(Stored items)
.....

PR #4123, opened 2018-07-10
Ajax: More checks before replacing %20 to + in data

### LINKED ISSUE #4119: Invalid encoding of %20 char sequence in $.ajax post, put body
### Description ###
Seems that jQuery 3 replaces `%20` char sequence to `+` in a request body during PUT and POST. A request like 
```javascript
$.ajax({
  method: 'put', 
  url: '/test/doc', 
  dataType: 'json',
  headers: {'content-type':'application/json'},
  data: JSON.stringify({val:'%20'})
})
```
actually sends `{"val":"+"}` in 3.2.1 and 3.3.1, both with Migration tools. 

jQuery however 2.x behaves correctly.

Update. Seems the reason is this block https://github.com/jquery/jquery/blob/master/src/ajax.js#L617-L621. It assumes `s.contentType` is the only source of `Content-Type` header, but there can be `s.headers['content-type']`, which later (https://github.com/jquery/jquery/blob/master/src/ajax.js#L648-L650) overrides `s.contentType` value.

ermouth:
### Summary ###
Before $.ajax replaces `%20` to `+` in POST-ed data,  `opts.headers['content-type']` is now checked as well as `opts.contentType`, and explicit header wins if present. Replacement only takes place if resulting content type starts with `application/x-www-form-urlencoded`.

Fixes #4119.

### Checklist ###

### DIFF
--- a/src/ajax.js
+++ b/src/ajax.js
@@ -422,6 +422,9 @@ jQuery.extend( {
 			// uncached part of the url
 			uncached,
 
+			// real content-type, .headers member wins
+			realContentType,
+
 			// Create the final options object
 			s = jQuery.ajaxSetup( {}, options ),
 
@@ -615,9 +618,18 @@ jQuery.extend( {
 			s.url = cacheURL + uncached;
 
 		// Change '%20' to '+' if this is encoded form body content (gh-2658)
-		} else if ( s.data && s.processData &&
-			( s.contentType || "" ).indexOf( "application/x-www-form-urlencoded" ) === 0 ) {
-			s.data = s.data.replace( r20, "+" );
+		} else if ( s.data && s.processData ) {
+
+			// Build content-type from opts and headers section (gh-4119)
+			realContentType = s.contentType || "";
+			for ( i in s.headers ) {
+				if ( i.toLowerCase() === "content-type" ) {
+					realContentType = s.headers[ i ] || "";
+				}
+			}
+			if ( realContentType.indexOf( "application/x-www-form-urlencoded" ) === 0 ) {
+				s.data = s.data.replace( r20, "+" );
+			}
 		}
 
 		// Set the If-Modified-Since and/or If-None-Match header, if in ifModified mode.


timmywil:
Is there a reason we can't set `s.contentType` based on the header if present?

ermouth:
@timmywil I preferred to keep existing sequence of sending headers: if `s.contentType` and content-type in headers are different, they are sent as different. I just do not know exactly why we have this strange option, so kept as is.

ermouth:
@gibson042 I discovered this issue in the wild, it broke in-prod system. The issue is very hidden and uncovered itself several months after migrating from jQuery 2 to 3. 

It’s not good that there exist a hidden default value of a not-required option, that might corrupt data unexpectedly. It’s twice not good that jQuery 3 behaves differently than jQuery 2.

So it’s not a documentation issue, it’s a dangerous bug corrupting data silently, and it was not easy to root because no one in the world expects hidden values covertly override explicits somewhere in deep internals. 

However, if you think the patch should be an early override of `contentType`, I gonna do it. But I’m pretty sure I will need some assistance with making tests for it.

timmywil:
If there are different code paths for the same header based on the `contentType` option and not the header, then `contentType` can't be set by the header. Isn't the easy fix here to use the option?

ermouth:
@timmywil It might be easy fix for the software not yet written. For the software already deployed and dependent on the behavior demonstrated by 2.x the easiest fix is to roll back to 2.x branch, which was the first thing we did after the issue discovery.

In many places we generate headers required for a request by a separate function returning headers object. I suppose it‘s more or less common practice. Moreover, we _never_ use `.contentType`, and I was not aware of it until this issue. 

So to delete one specific prop from `.headers` and move it to opts before each and every request will not be an easy fix, at least for me. Moreover, I have to _enforce_ deletion of `.headers['content-type']` everywhere, because it‘s sheer existence in request options is a risk, since gives internal behavior inconsistent with actually sent data. 

So from practical POV I‘m sure it’s a bug and not documentation issue.

Hope I did all my best to fix it.

gibson042:
Thanks, @ermouth. I reviewed [jQuery 2.2.4](http://code.jquery.com/jquery-2.2.4.js) and agree that this is indeed a regression. So as I described above, I think we should have a built-in ajaxPrefilter (similar to the one [preventing inadvertent XSS](https://github.com/jquery/jquery/blob/dc48b11e0c6c77e2b96e89a18f34d7b0c4f9a9d4/src/ajax/script.js#L10-L14)) that overwrites `contentType` with the value of a supplied Content-Type header. And I think testing should be similar to that used for [binary response types](https://github.com/jquery/jquery/blob/dc48b11e0c6c77e2b96e89a18f34d7b0c4f9a9d4/test/unit/ajax.js#L1820-L1836) or [abort](https://github.com/jquery/jquery/blob/dc48b11e0c6c77e2b96e89a18f34d7b0c4f9a9d4/test/unit/ajax.js#L510-L527)).

svlima777:
$ and Ajax. Two good friends who prefer to play with others header and a few more things. I have struggled with an hidden default value for a long time. Can any Ajax fans tell me a logical explaination why they must interfer other peoples projects etc. What is the motivation? Let other people sit left with corrupted data. They know It's a dangerous bug. In my country such people usually get beaten till they cry for mama. But I will be satisfyed only to say: Stop this evil behaviour, grow up and get a life. Remember that Karma will come your way too

mgol:
This approach was rejected & we have a newer PR: #4650 so I'm closing this one.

.....

**What needs to be done:**
The lines from the top of the data above down to the line containing "Seems that jQuery" are to be copied exactly; no other line should appear.

**Task solution:**
PR #4123, opened 2018-07-10
Ajax: More checks before replacing %20 to + in data

### LINKED ISSUE #4119: Invalid encoding of %20 char sequence in $.ajax post, put body
### Description ###
Seems that jQuery 3 replaces `%20` char sequence to `+` in a request body during PUT and POST. A request like 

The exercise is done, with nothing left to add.